Problem
Find out if the function
$$f(x)=\left\{\begin{array}{l} \frac{x^3}{x^2+y^2},\:\text{if $(x,y) \not= (0,0)$;}\\ 0,\:\text{if $(x,y)=(0,0)$;} \end{array}\right.$$
is continuous, have partial derivatives, and is differentiable.
Attempt
my calculations (link).
Question
Specific questions: See the three yellow places in my calculations.
General question: I tried doing this via:
$C^1 \Rightarrow$ differentiable $\Rightarrow$ partial derivatives exists $\Rightarrow$ continuous. Starting with $C^1$ (since the test is easy) and then moving on the the other cases, using the definitions.
The only problematic point is $(0,0)$.
As Siminore noted in the comments, for all $(x,y)\in \mathbb R^2\setminus \{(0,0)\}$ it holds that
$$|f(x,y)|\leq |x|\dfrac {x^2}{x^2+y^2}\leq |x|.$$
Consequently $$\lim \limits_{(x,y)\to (0,0)}\left(|f(x,y)|\right)\leq \lim \limits_{(x,y)\to (0,0)}\left(|x|\right)=0,$$
which implies $\lim \limits_{(x,y)\to (0,0)}\left(f(x,y)\right)=0=f(0,0)$.
For an $\varepsilon$-$\delta$ argument recall that $\lim \limits_{(x,y)\to (0,0)}\left(f(x,y)\right)$ if, and only if, $$\forall \varepsilon >0\,\exists \delta >0\, \forall (x,y)\in \mathbb R^2\left(\Vert (x,y)-(0,0)\Vert<\delta \implies |f(x,y)-f(0,0)|<\varepsilon\right).$$
Take $\varepsilon >0$, let $\delta=\epsilon$ and let $(x,y)\in \mathbb R^2\setminus \{(0,0)\}$. The case $(x,y)=(0,0)$ is logically trivial.
You wish to prove that $\Vert (x,y)\Vert<\delta \implies \left|\dfrac {x^3}{x^2+y^2}\right|<\varepsilon$.
Assume $\Vert (x,y)\Vert<\delta$.Then $|x|\leq \sqrt{x^2+y^2}=\Vert (x,y)\Vert<\delta$ follows.
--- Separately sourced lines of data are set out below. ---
PR #140, opened 2019-04-29
[WIP] Feature/st 141 lock submit so multiple requests cannot be triggered

pgs-gmartowski:


james-simpson-ST:
I have been looking into this and from a visual point of view this is fine when the button locks but I have the following issues:

- If the payment fails the form needs to unlock again e.g. if the AUTH request declines
- Once the AUTH request is successful it'd be nice if we got rid of the Please wait and perhaps loaded in a success message like Payment complete
- I have noticed that if the button is clicked then the form/button is locked we also need to do this if any of the inputs have the enter key hit with this I think the below change should take place:

Instead of this being triggered inside the Form class it needs to move into the Payment class. Then it needs to use the messageBus to send a public message to the parent that will trigger the preloader. The reason for the messageBus is that now we have some requests (for Cardinal) that happen inside the control frame and some that happen (e.g. for ApplePay/VisaCheckout) that happen in the parent frame. If we use the message bus we can guarentee it gets fired by both. (We should also check that while we're processing a VisaCheckout the form is locked too)

Let me know if more explanation is needed

pgs-gmartowski:
> I have been looking into this and from a visual point of view this is fine when the button locks but I have the following issues:
> 
> * If the payment fails the form needs to unlock again e.g. if the AUTH request declines
> * Once the AUTH request is successful it'd be nice if we got rid of the Please wait and perhaps loaded in a success message like Payment complete
> * I have noticed that if the button is clicked then the form/button is locked we also need to do this if any of the inputs have the enter key hit with this I think the below change should take place:
> 
> Instead of this being triggered inside the Form class it needs to move into the Payment class. Then it needs to use the messageBus to send a public message to the parent that will trigger the preloader. The reason for the messageBus is that now we have some requests (for Cardinal) that happen inside the control frame and some that happen (e.g. for ApplePay/VisaCheckout) that happen in the parent frame. If we use the message bus we can guarentee it gets fired by both. (We should also check that while we're processing a VisaCheckout the form is locked too)
> 
> Let me know if more explanation is needed

Good point ! I'll check it once again and improve those things.

james-simpson-ST:
I haven't checked the code yet but this is looking much better from a usability point of view.

However I just tried to perform a case where we get an error on the Authorisation (basically the transaction is declined) and in this case I was expecting an error message to be displayed and the form to "unlock" to allow the customer to try an alternative card. 

Can you take a look into why this didn't work
You can test this case with our test card number 4242424242424242

pgs-gmartowski:
I close this PR - all changes were moved to ST-26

But since $|f(x,y)|\leq |x|\dfrac {x^2}{x^2+y^2}\leq |x|$, it follows that $|f(x,y)|<\delta=\varepsilon$, as wished.
Therefore $f$ is continuous.
Let us now analyze the partial derivatives.
One has $$\begin{cases} \dfrac {\partial f}{\partial x}(x,y)= \dfrac{x^4+3x^2y^2}{(x^2+y^2)^2}\\ \dfrac {\partial f}{\partial x}(0,0)=\lim \limits_{h\to 0}\left(\dfrac {f(h,0)}{h}\right)=\lim \limits_{h\to 0}\left(\dfrac {h^3/h} h\right)=1\end{cases}$$
and
$$\begin{cases} \dfrac {\partial f}{\partial y}(x,y)= \dfrac{-2x^3y}{(x^2+y^2)^2}\\ \dfrac {\partial f}{\partial y}(0,0)=\lim \limits_{h\to 0}\left(\dfrac {f(0,h)}{h}\right)=\lim \limits_{h\to 0}\left(\dfrac 0 h\right)=0\end{cases}$$
So the partial derivatives exist in $\mathbb R^2$, (even though the partial derivative with respect to $y$ isn't continuous - this isn't enough for non-differentiability).
One has, (as a quick consequence of the definition), that $f$ is differentiable at $(0,0)$ if, and only if the limit below exists:
$$\lim_{(x,y) \to (0,0)} \left[\dfrac{f(x,y) - \left(f(0,0) + f_{x}(0,0)(x-0) + f_{y}(0,0)(y-0)\right)}{\sqrt{x^2 + y^2}}\right].$$
This limit, if it exists, equals $\lim \limits_{(x,y)\to (0,0)}\left(-\dfrac{xy^2}{\left(x^2+y^2\right)^{3/2}}\right).$
But, given $k\in \mathbb R$, $$\lim \limits_{\substack{(x,y)\to (0,0)\\x=ky}}\left(-\dfrac{xy^2}{x^2+y^2}\right)=\lim \limits_{\substack{(x,y)\to (0,0)\\x=ky}}\left(-\dfrac{ky^3}{\left(k^2y^2+y^2\right)^{3/2}}\right)=\dfrac {k}{\left(k^2+1\right)^{3/2}},$$
so the limit is path dependent and it doesn't exist.
Therefore $f$ isn't differentiable at $(0,0)$.